Susie: You’re right.

Dennis: I want to know what other ways you were punishing him.

Susie: I dangled a red soccer sock over his white underwear in the washer, because I wanted to turn everything pink.

Bob: Wow.

Dennis: On purpose?

Susie: But I didn’t do it.

Dennis: You really are feisty.

Susie: I know.  I’m sorry, I’m sorry.  When I made the bed, I gave him the bumpy pillow.

Dennis: Did you ever throw anything at him?

Susie: No, I didn’t.  I had to think about it, because I think I thought of throwing the bumpy pillow at him, but I didn’t.

Bob: But you were, in your mind …

Susie: I was mad at him, I was.

Bob: You wanted to hurt him or at least get his attention in some way.

Susie: Well, that’s the Christian retaliation – the bumpy pillow and the rubbery chickekn.  You know, I didn’t poison or anything like that.

Dennis: We’re kind of laughing about this here and, for a number of listeners …

Bob: This is right where they’re living.

Dennis: I mean, they’re living and you know what?  They’ve thought about a whole lot worse.

Susie: I know, and I’ve heard from those women.

Dennis: And done a whole lot worse than the bumpy pillow.  I mean, let’s talk about what you do, day in and day out, with loneliness in a marriage where the husband is refusing to address your needs.

Susie: Right.  Well, I interviewed a lot of women for this book, and what I found is very interesting – whether the woman is alone because her husband is in the military, starting a business, or dabbling in pornography, the same things came up for these same women – the same temptations, the same struggles.

And so I came up with seven temptations that were across the board – things that these women were honest about that they struggled with, and the first one would be to serve yourself.  And what I mean by that is considering his absence my license – “Well, if you’re going to do that, I’m going to do this.”  I’m going to buy, or I’m going to eat, or I’m going to go do this thing, and when you serve yourself, you get into a place of entitlement, you really run the risk of going off the path that God has for you.

So though the temptation is to serve yourself, the call is to serve God.

Dennis: Is there a number-one area where women tend to serve themselves?

Susie: You know, shopping is a big one.

Dennis: That would be my guess.

Susie: Spend a lot of money, mm-hm, mm-hm.

Dennis: That would be my guess.

Susie: But my point is, though, you have to treat yourself.  If your husband is neglecting you, truly, if he’s absent, it helps to buy yourself some flowers; to get a pedicure, but it’s treating yourself but remember that you serve God.  But when it shifts over to serving yourself and a sense of entitlement, then you’re doing it out of a spirit that’s just not good for you.  So that would be one of the first temptations.

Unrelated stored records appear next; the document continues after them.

PR #2211, opened 2024-01-15
fix: (apps/awair) work around generated fields without default values

flavorjones:
# Description

This is an attempt to work around an issue in the mobile app described at https://discord.com/channels/928484660785336380/928638975298650172/1182047678914367638

The app hangs when configuring the app's generated fields. Poking around on discord, I found the above response from @matslina that describes an issue with generated fields when they don't have default values declared.

In this PR, I'm setting the default value to an empty string, but I'm not sure if this is sufficient to fix the issue (since the web dev environment isn't a complete reproduction of the mobile app's config screen).

# Copilot

copilot:all

### DIFF
--- a/apps/awair/awair.star
+++ b/apps/awair/awair.star
@@ -52,6 +52,7 @@ def api_connection_options(api_connection_type):
                 name = "Public IP address and port of Awair device",
                 desc = "Requires a public IP address with port forwarding to an Awair device configured for Local API access.",
                 icon = "computer",
+                default = "",
             ),
         ]
     elif api_connection_type == "cloud_token":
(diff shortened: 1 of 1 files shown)


flavorjones:
@matslina I'm curious if you think this is an appropriate workaround for the bug you described in Discord?

matslina:
Hey. So sorry for the radio silence. Been heads down on Gen 2 firmware for the past few weeks, and PRs have unfortunately suffered. Happy to merge this. If there are issues, hit me up on Discord and I'll roll up my sleeves and figure it all out.

flavorjones:
@matslina Thank you! App is working better, I can configure it. The generated fields don't seem to work properly if I edit an already-configured app (I need to re-enter them) but otherwise all good. :+1:

PR #2215, opened 2024-01-17
Create "Quote of the Day" App

taylorchasewhite:
# Description
quote_of_the_day

Quote of the Day allows users to see an inspiring, funny, or otherwise wise quotes throughout the day. There are more than 70 quotes currently, with more on the way. 

Users can configure the following:

`Duration of Quote`:
_How long the same quote will show for the app._
image

`Randomize Colors`
image

Whether to randomly select from the palette, or to use the user's color choices.

`Quote and Author Colors`
_The colors for the author and quote text_
image

image

# Copilot

copilot:all

PR #2232, opened 2024-01-29
Update: Quotetopia (fka A Quote A Day)

taylorchasewhite:
# Description
Updates to #2215:
- [x] Adds additional quotes
- [x] Changes the .gitignore to ignore Visual Studio generated files (.vs) for the repo (no one should be committing these).
- [x] Changes the name of the applet from A Quote a Day to Quotetopia (more fun 🤪)

quotetopia

Various color options and defaulting are all still available:
image
image

quotetopia

# Copilot

copilot:all


matslina:
Hey, thanks for the PR!

Changing app ID like this is a bit problematic. It'll break any existing installations of the app, unless we put time into doing some sort of migration. I would suggest you keep the current ID, as well as the current path (i.e. under `apps/quoteoftheday/`) and only changing the other metadata in the manifest file. E.g., you can totally keep this current ID, but change the `name` field in the manifest file.

taylorchasewhite:
> Hey, thanks for the PR!
> 
> Changing app ID like this is a bit problematic. It'll break any existing installations of the app, unless we put time into doing some sort of migration. I would suggest you keep the current ID, as well as the current path (i.e. under `apps/quoteoftheday/`) and only changing the other metadata in the manifest file. E.g., you can totally keep this current ID, but change the `name` field in the manifest file.

Ah, thanks, okay, I can do that, I'll take a look in a few days (out of town at the moment!).

PR #2235, opened 2024-01-31
New App: Melbourne Trains

bendiep:
# Description
This is a Train Transit app for Melbourne, Australia. 
It retrieves real-time data from the official train network API in Melbourne (PTV - Public Transport Victoria) and displays it the user.
Specifically the app displays;  Departure time in minutes, Departure direction, Departure station and Departure platform number. 
It supports the entire train network in Melbourne, so users can select train lines / stations that are relevant to them.

# Screenshot
melbourne_trains

# Copilot

copilot:all


bendiep:
recheck

bendiep:
recheck

bendiep:
Hi Tidbyt fam

I'm not quite sure why the Preview generated above can't read my API credentials via. the use of `secret.decrypt()`

bendiep:
recheck

matslina:
Hey @bendiep . Thanks for the PR.

The secrets issue here is annoying. Our CI set up can't decrypt secrets, so it'll always fail in this stage. Once the app makes it to the production environment, secrets can be encrypted. I'll merge and hopefully it all works out.

To answer your questions about the encrypt command: yes, the app ID should be the same as in the manifest file, and whether or not to quote the secret data strictly speaking depends on your shell, but in general the answer is yes.

bendiep:
Hi @matslina 

Thanks for the review!
It doesn't seem to working on my Tidbyt device, I just see a `Cloud Icon`.
(I'm not sure why though, because I have a default render image to display for errors)

**In my latest commit, I changed the key encryption command:**
I used:
```
pixlet encrypt <packageName value> "<key>"
```
Instead of:
```
pixlet encrypt <id value> "<key>"
```

Should I re-raise another PR to correct the encryption keys?

PR #2239, opened 2024-02-01
splatoon3schedule: support null boss object for Eggstra Work

Denton-L:
# Description

As it turns out, in Eggstra Work, the boss object is null. Support this by not displaying a boss string in case the corresponding object is null.

# Copilot

copilot:all


Denton-L:
Rendered:

splatoon3schedule

PR #2245, opened 2024-02-03
New Applet: Virtual Pets

frame-shift:
# Description
This will create a new applet called 'Virtual Pets.' Users can select and name one of 10 pets to follow. The environment changes with the user's current season and time of day.

# Copilot

copilot:all


matslina:
Thanks for the PR. Looks great!

One thing though: could you do 1 PR per app going forward? Just makes it a bit easier for us to overview and review.

frame-shift:
> Thanks for the PR. Looks great!
> 
> One thing though: could you do 1 PR per app going forward? Just makes it a bit easier for us to overview and review.

Will do!

PR #2246, opened 2024-02-03
New App: Billboard Top 10

rjison:
# Description
Displays the Top 10 songs from either US, Japan, or Global.
Pick your colors for the display text.
Uses RapidAPI Key - Programmed to pull data < 20 times a month which is the free level.

Request some help with the API Key, hoping Tidbyt can create their own RapidAPI Key in place of mine.

If you guys are willing to pay for $5 a month, I could rewrite the caching logic to check more often, but cache for a full 7 days once a new list is detected. That should make the updates more timely. Otherwise, no worries, close enough! :)

# Copilot
copilot:all


matslina:
Hey, thanks for the PR!

I'd prefer not to pick up the RapidAPI bill. No so much because of the cost, as the hassle of keeping track of yet another recurring payment. Paperwork's needed for each and every one of them... =\

PR #370, opened 2022-04-27
feat: websocket endpoint

mathnogueira:
This PR adds an endpoint to handle Websocket connections

## Changes

- This only adds a `/ws` endpoint that does nothing yet;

Bob: There are, undoubtedly, women who wind up either in emotional adultery or in actual adultery thinking that I’m justified or I’m owed this or I’m due this because my husband has neglected me, and I have needs.

Susie: Well, that’s one of the other temptations is a wild thought life, and what’s very interesting to me was not only that women have emotional affairs and not tell anybody about, and, truly, strong Christian women who felt, “If nobody knows about it, does it really hurt me?”  But other women have told me they fantasized about their husband’s dying.  Not that they fantasized about killing them, but Christian women who said, “I would dream about him getting sick and dying or getting killed in a car accident so I wouldn’t have to deal with this anymore.”

And so that temptation, of a wild thought life, were getting on chatrooms and doing all kinds of fantasy things that way – that would be the temptation, and the call would be to guard your heart and mind with all diligence.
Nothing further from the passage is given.